Resolving Ambiguities

The remaining two cases are those with ambiguities. Do they have a diagonal connection, or not? So far we decided to always keep both corners separate, but that is about to change. Let's start simple, by copying the code of cases 2 and 4 into the method of case 6.

	private void TriangulateCase6 (int i, Voxel a, Voxel b, Voxel c, Voxel d) {
		Vector2 n1 = a.xNormal;
		Vector2 n2 = -b.yNormal;
		if (IsSharpFeature(n1, n2)) {
			Vector2 point = ComputeIntersection(a.XEdgePoint, n1, b.YEdgePoint, n2);
			if (ClampToCellMinMax(ref point, a, d)) {
				AddQuadB(i, point);
				return;
			}
		}
		AddTriangleB(i);

		n1 = c.xNormal;
		n2 = -a.yNormal;
		if (IsSharpFeature(n1, n2)) {
			Vector2 point = ComputeIntersection(c.XEdgePoint, n1, a.YEdgePoint, n2);
			if (ClampToCellMaxMin(ref point, a, d)) {
				AddQuadC(i, point);
				return;
			}
		}
		AddTriangleC(i);
	}

What we want to do depends of which sharp features exist. Instead of directly triangulating we should track whether we found features and where they are.

	private void TriangulateCase6 (int i, Voxel a, Voxel b, Voxel c, Voxel d) {
		bool sharp1, sharp2;
		Vector2 point1, point2;
		
		Vector2 n1 = a.xNormal;
		Vector2 n2 = -b.yNormal;
		if (IsSharpFeature(n1, n2)) {
			point1 = ComputeIntersection(a.XEdgePoint, n1, b.YEdgePoint, n2);
			sharp1 = ClampToCellMinMax(ref point1, a, d);
		}
		else {
			point1.x = point1.y = 0f;
			sharp1 = false;
		}

		n1 = c.xNormal;
		n2 = -a.yNormal;
		if (IsSharpFeature(n1, n2)) {
			point2 = ComputeIntersection(c.XEdgePoint, n1, a.YEdgePoint, n2);
			sharp2 = ClampToCellMaxMin(ref point2, a, d);
		}
		else {
			point2.x = point2.y = 0f;
			sharp2 = false;
		}
	}

There are four possible outcomes. Either both corners have sharp features, only the first or the second corner has a sharp feature, or neither have a sharp feature.
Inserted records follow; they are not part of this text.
Issue #1188, opened 2018-03-27
MPNN Edge Network Implementation


WesleyyC:
For the Edge Network in MPNN, the paper is doing A x h, but the implementation is doing elementwise product with broadcasting and has to do a reduce sum to get the right size:

https://github.com/deepchem/deepchem/blob/281a1e050ac5ef7ce4c8d481a96c44e8816e88c6/deepchem/models/tensorgraph/graph_layers.py#L928

I think a batch mode matmul makes more sense. Therefore, to replace this line:

```python
out = tf.squeeze(tf.matmul(self.A, out), axis=2)
```

I have the fix ready and would be happy to create a PR if this makes sense to you guys.

miaecle:
@WesleyyC Hi, thanks for raising the issue! Since `tf.matmul` supports this kind of operation, I totally agree with this change. Please feel free the initialize a PR!

WesleyyC:
@miaecle please see the PR. Thanks!

WesleyyC:
Fix is merged

PR #1195, opened 2018-03-28
Use tf.matmul for batch matrix multiplication in MPNN's Edge Network

WesleyyC:
Please see #1188 for details. cc @miaecle


lilleswing:
LGTM thanks for the enhancement!

PR #1196, opened 2018-03-29
Move Tensor Graph old model deprecation warning to constructor

mlgill:
Per [this](https://github.com/deepchem/deepchem/pull/1181#issuecomment-376938610) comment, I've moved the Tensor Graph old-style model naming to the constructor for the class so that error warnings aren't generated upon importing deepchem.


lilleswing:
LGTM thanks for the quick fix!

PR #1227, opened 2018-04-18
Fix for graph conv regression

miaecle:
This PR fixes

- Missing `transformers` argument in `evaluate` function (causing wrong metric values for RMSE, MAE, etc.)

- Wrong dataset in `test_graph_conv_model`


peastman:
> Wrong dataset in test_graph_conv_model

Wrong in what sense?  It just uses the dataset to get a list of molecules, then generates fake y and w arrays for it.

miaecle:
@peastman The get_dataset function loads delaney for classification test, together with the Normalization transformer. I think the transformer causes an error in the evaluation after I make the change so I simply switch it to another classification dataset.

PR #1259, opened 2018-05-14
Removed predict_proba()

### LINKED ISSUE #1214: What is predict_proba() for?

peastman:
Fixes #1214.

Please look this over carefully.  It was challenging to get this working, and I ran into some inconsistent code that had to be fixed.  For example, the top level Model class had the hardcoded assumption that model outputs would always be exactly two dimensional, of shape (samples, tasks).  Some of the routines in multitask.py had the same assumption.

### DIFF
--- a/deepchem/models/models.py
+++ b/deepchem/models/models.py
@@ -80,18 +80,6 @@ class Model(BaseEstimator):
     raise NotImplementedError(
         "Each model is responsible for its own predict_on_batch method.")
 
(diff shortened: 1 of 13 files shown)


lilleswing:
This is much cleaner.  LGTM

PR #1267, opened 2018-05-23
Hashable Featurizers

lilleswing:
Implement the methods needed to make ConvMolFeaturizer and CircularFingerPrint hashable.

This enables functions which take these featurizers as args to use the functools lru_cache.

	private void TriangulateCase6 (int i, Voxel a, Voxel b, Voxel c, Voxel d) {
		…
		
		if (sharp1) {
			if (sharp2) {
				// Both sharp.
			}
			else {
				// First sharp.
			}
		} else if (sharp2) {
			// Second sharp.
		}
		else {
			// Neither sharp.
		}
	}
Four possible situations.

As each possibility is an end point of our method, let's return as soon as we're done.

		if (sharp1) {
			if (sharp2) {
				// Both sharp.
				return;
			}
			// First sharp.
			return;
		}
		if (sharp2) {
			// Second sharp.
			return;
		}
		// Neither sharp.

The simplest situation is when there are no sharp features. There can be no diagonal connection in this case, which is what we assumed until now.

		if (sharp1) {
			if (sharp2) {
				// Both sharp.
				return;
			}
			// First sharp.
			return;
		}
		if (sharp2) {
			// Second sharp.
			return;
		}
		AddTriangleB(i);
		AddTriangleC(i);

Taking Care of One Sharp Feature

Let's first deal with a single sharp feature. That means one side is a quad while the other is a triangle. If the sharp feature point of the quad ends up inside the triangle, then they overlap and both sides are connected. This boils down to checking whether a point lies below a line. How can we check this?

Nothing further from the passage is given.